● **Collected data entries**
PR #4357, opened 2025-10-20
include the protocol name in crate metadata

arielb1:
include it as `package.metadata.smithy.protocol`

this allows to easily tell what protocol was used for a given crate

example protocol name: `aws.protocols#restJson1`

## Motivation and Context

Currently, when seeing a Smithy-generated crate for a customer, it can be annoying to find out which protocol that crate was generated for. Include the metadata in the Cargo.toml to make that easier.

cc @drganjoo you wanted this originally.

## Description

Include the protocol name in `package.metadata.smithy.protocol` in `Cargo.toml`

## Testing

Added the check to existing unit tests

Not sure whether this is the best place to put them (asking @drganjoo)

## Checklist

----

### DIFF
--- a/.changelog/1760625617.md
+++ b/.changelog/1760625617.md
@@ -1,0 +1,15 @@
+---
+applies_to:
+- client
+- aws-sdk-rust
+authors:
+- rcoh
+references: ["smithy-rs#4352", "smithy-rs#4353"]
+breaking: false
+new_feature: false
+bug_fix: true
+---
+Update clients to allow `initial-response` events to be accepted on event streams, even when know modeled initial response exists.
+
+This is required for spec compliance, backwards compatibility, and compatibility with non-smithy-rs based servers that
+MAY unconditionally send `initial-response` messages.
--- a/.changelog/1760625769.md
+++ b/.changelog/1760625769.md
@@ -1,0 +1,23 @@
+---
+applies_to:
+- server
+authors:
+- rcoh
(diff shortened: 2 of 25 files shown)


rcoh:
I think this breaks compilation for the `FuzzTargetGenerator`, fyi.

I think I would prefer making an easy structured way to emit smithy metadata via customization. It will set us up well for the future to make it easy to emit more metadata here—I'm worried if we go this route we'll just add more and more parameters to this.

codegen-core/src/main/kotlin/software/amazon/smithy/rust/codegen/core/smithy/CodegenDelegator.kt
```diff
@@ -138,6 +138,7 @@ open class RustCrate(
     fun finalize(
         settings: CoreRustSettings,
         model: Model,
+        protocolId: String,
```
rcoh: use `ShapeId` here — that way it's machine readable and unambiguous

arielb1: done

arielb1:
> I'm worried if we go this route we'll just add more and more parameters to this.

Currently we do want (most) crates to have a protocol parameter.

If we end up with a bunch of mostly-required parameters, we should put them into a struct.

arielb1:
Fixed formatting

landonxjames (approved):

● **WHAT YOU WILL DO**
Your answer should consist of all lines above that include the string "metadata".

● **RESPONSE BOX**
include the protocol name in crate metadata
include it as `package.metadata.smithy.protocol`
Currently, when seeing a Smithy-generated crate for a customer, it can be annoying to find out which protocol that crate was generated for. Include the metadata in the Cargo.toml to make that easier.
Include the protocol name in `package.metadata.smithy.protocol` in `Cargo.toml`
I think I would prefer making an easy structured way to emit smithy metadata via customization. It will set us up well for the future to make it easy to emit more metadata here—I'm worried if we go this route we'll just add more and more parameters to this.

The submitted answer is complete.